**Task item:** Search the material below for the word "attack". Copy every line that has it.

(Source data begins)

PR #77, opened 2022-03-10
Connection Tracking - Flow Creation and Termination

anjalisinghai1:
**Connection Tracking flow creation and termination using Absolute timers, that do not get replenished when next set of packets come in for the flow.**

A new timer is used for flow creation (state 1) and another one for flow termination(state 3) which is absolute in nature.
A different replenishing timer is used during Established state (state 2) of the flow.

It is important to configure the absolute timers to a small enough value to minimize percentage of stale flows in the flow cache and also to not affect the throughput by making it too small.

**Flow: (Asymmetric Firewall usage)**
        Note: Symmetric firewall is a special case of the asymmetric one.

1. When a flow starts from a trusted direction (if this direction is allowed to Auto Insert CT rules in the Stateful Table) it will first be checked in the Stateless Firewall Policy table.
2. If there is a match in the stateless firewall Policy table and the packet meets certain criteria such as presence of SYN flag then an Auto Insert action is generated by the Stateless Table for the Stateful table.
3. The packet goes through the Stateful table and if there isn't a flow entry already in the Stateful table corresponding to this flow, a new flow entry is added for a limited time (Absolute timer 1, state =1)
4. If a packet comes from the untrusted direction at this point, it will not find a rule in the Stateless Firewall table to permit the flow since its from untrusted direction, although the Packet will not be dropped at this point.
5. The packet will flow through the Stateful firewall table and if there is a pre-install flow entry that matches this packet, then this packet is allowed to be forwarded to the destination selected by the forwarding table, otherwise the packet is dropped.

**State Transition Details:**

**State = New:**
The first SYN + NO ACK will do TIME_SEL_VAL = 1, and select the Timer to be one out of the four supported (say TIME_SELECT_TIMER_1) using Wild Card Match  for SYN flag only. In addition, the first SYN will do an add on miss if it matched on Stateless Firewall policies from previous blocks (In some cases this stateless firewall check may not be needed, and the stateless firewall policy could decide that any connection starting from a trusted source (typically a Host vport) is always allowed to add on Miss).
This will also generate a Mirror towards the Control plane.
When the SYN+ACK (first or second) comes, Wild Card Match rule will do an action of TIME_SEL_VAL = 0 or Do not change timer explicitly. If a mirror to control plane is required it can set a mirror action. This will cause CT flow rule to continue to age out based on TIME_SELECT_TIMER_1 because it was not replenished.
If Control plane is keeping track of the state of the flow, it should mark the state of this flow as established after the final SYN+ACK mirror comes.
If the connection does not get established in TIME_SELECT_TIMER_1 duration, the connection will timeout and the flow rule will be removed.

**State = Established**
WCM will match on SYN + FYN+ RST flags being CLEAR, action will do TIME_SEL_VAL = 1, TIME_SELECT_TIMER_2
This will reload the time with TIME_SELECT_TIMER2 value and the timer will start counting down.
The timer will get replenished with TIME_SELECT_TIMER2 with every new packet coming in that matches the flow.
The entry will be deleted only after packets stop matching the rule and the timer times out because it was not replenished on arrival of a packet.

**State = Tear Down using FIN**
The first FIN + NO ACK will do TIME_SEL_VAL = 1, and select  TIME_SELECT_TIMER_3 using WCM match for FIN flag only. The timer will start aging from here on as it is an absolute timer.
This can also generate a Mirror towards the Control plane if needed. 
When the FIN+ACK comes, WCM rule will do TIME_SEL_VAL = 0 or Do not change timer explicitly or do not add a rule in WCM for FIN+ACK which will also result in no Time replenish whatsoever. Flow rule will continue to age based on TIME_SELECT_TIMER_3

**State = Tear Down using RST**

RST packet will do TIME_SEL_VAL = 1, and select the timer to be TIME_SELECT_TIMER_3 using WCM match for RST flag only. The timer will start aging from here on as it is an absolute timer.
This can also generate a Mirror towards the Control plane if needed. 

**State = Established and a SYN or SYN+ACK packet comes in (Malicious SYN flood attack)**

This packet will generate mirror towards control plane, as described in State= New. Since The control plane has already transitioned to Established state for this flow, it could detect this as SYN flood attack and it can update the flow rule to drop action so as to not allow this flow to proceed any more.

**Immediate Rule removal from SW or HW**
Any Event in HW or SW can be programmed to cause the immediate aging of the rule by making TIME_SELECT_VAL = 1 and timer set to TIME_SELECT_TIMER_4 (Value = 0)

To Be added: Flow for Immediate flow removal for Second FYN-ACK


reshmaintel:
@KrisNey-MSFT @GeraldatMicrosoft Hi Kristina and Gerald, Here is the PR for Flow creation/termination handling, please take a look. Thanks.

KrisNey-MSFT:
Thank you very much!

prsunny:
@KrisNey-MSFT , @reshmaintel , closing this PR as it is raised against a private branch. Please raise a new PR to main branch if this is still pursued.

(Source data ends)

**Result of this exercise:**
**State = Established and a SYN or SYN+ACK packet comes in (Malicious SYN flood attack)**
This packet will generate mirror towards control plane, as described in State= New. Since The control plane has already transitioned to Established state for this flow, it could detect this as SYN flood attack and it can update the flow rule to drop action so as to not allow this flow to proceed any more.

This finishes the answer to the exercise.